Using itwinai Container Images

itwinai provides pre-built container images to facilitate the deployment and scaling of machine learning applications. These containers are built at each release and are available in two locations:

  • Docker images: Hosted on GitHub Container Registry (GHCR) under ghcr.io/intertwin-eu

  • Singularity images: Available on Harbor at registry.cern.ch/itwinai

These images provide a convenient base for users to build their applications on top of a pre-configured environment optimized for high-performance computing (HPC) and deep learning workflows.

Available Container Images

Three types of container flavors are available:

  • torch-slim: Includes Horovod and DeepSpeed, tested on HPC (currently Vega)

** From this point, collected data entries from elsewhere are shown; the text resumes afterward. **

PR #639, opened 2021-11-19
Refactor the regress action

ericzolf:
This led to the need to rename and formalize the action.repo and
action.dir, and some re-shuffling of backup and restore (because
they use regress methods).

I also fixed a few errors in the action tests.

### DIFF
--- a/docs/api/v201.adoc
+++ b/docs/api/v201.adoc
@@ -63,8 +63,8 @@
 * `Main.backup_remove_curmirror_local` **deprecated**
 * `Main.backup_touch_curmirror_local` **deprecated**
 * `manage.delete_earlier_than_local` **deprecated**
-* `regress.check_pids`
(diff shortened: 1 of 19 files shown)


ericzolf:
@ikus060 as you've been so fast to answer in the recent past, I assume that it was an oversight.

ikus060:
> @ikus060 as you've been so fast to answer in the recent past, I assume that it was an oversight.

I'm trying to keep up the review. I don't want it to stop your development. 

Since all your latest changes are refactoring the new actions, those are fast to review.

ericzolf:
I meant with my remark that you probably oversaw this PR because you reviewed the other one, created at almost the same time.

ikus060 (approved):

ericzolf:
Thanks!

  • torch-skinny: A minimal installation with a significantly reduced image size

  • jlab-slim: Designed for JupyterLab single-user mode, supports offloading to HPC via interLink

Container Registries

Docker Containers (GHCR)

Docker images are hosted on GitHub Container Registry (GHCR) under two repositories:

  • Release Images: ghcr.io/intertwin-eu/itwinai

  • Development Images: ghcr.io/intertwin-eu/itwinai-dev

    • Includes images built from pushes to the main branch.

To use these containers as a base for your application, reference them in your Dockerfile with the FROM directive.

All the containers under ghcr.io/intertwin-eu/itwinai image, whose tag matches *-latest will be made available through CVMFS via Unpacker.

Singularity Containers (Harbor)

Singularity images are stored on Harbor (registry.cern.ch) and can be directly pulled on HPC systems without conversion. Only release images are converted to Singularity and pushed to the containers registry.

For JupyterHub integration, use the following URI format to launch JupyterLab single-user containers:

oras://registry.cern.ch/itwinai/itwinai:TAG

For example:

oras://registry.cern.ch/itwinai/itwinai:jlab-slim-latest

Building Applications on Top of itwinai Containers

Users can build their applications by creating a Dockerfile that extends an itwinai container image. Below is an example Dockerfile using torch-slim-latest as a base image:

FROM ghcr.io/intertwin-eu/itwinai:torch-slim-latest

# Set working directory
WORKDIR /app

# Copy application dependencies
COPY requirements.txt ./

# Install dependencies
RUN pip install --no-cache-dir -r requirements.txt

# Copy application code
COPY . .

# Set entrypoint
CMD ["python", "main.py"]

This example assumes that:

  • The application dependencies are listed in requirements.txt

  • The application code (including main.py) is copied into the container

  • The application is executed by running python main.py

If you want to create a JupyterLab container you can replace ghcr.io/intertwin-eu/itwinai:jlab-slim-latest in the FROM clause above.

By using itwinai container images, users can focus on their application logic while leveraging a pre-configured environment optimized for HPC and deep learning workflows.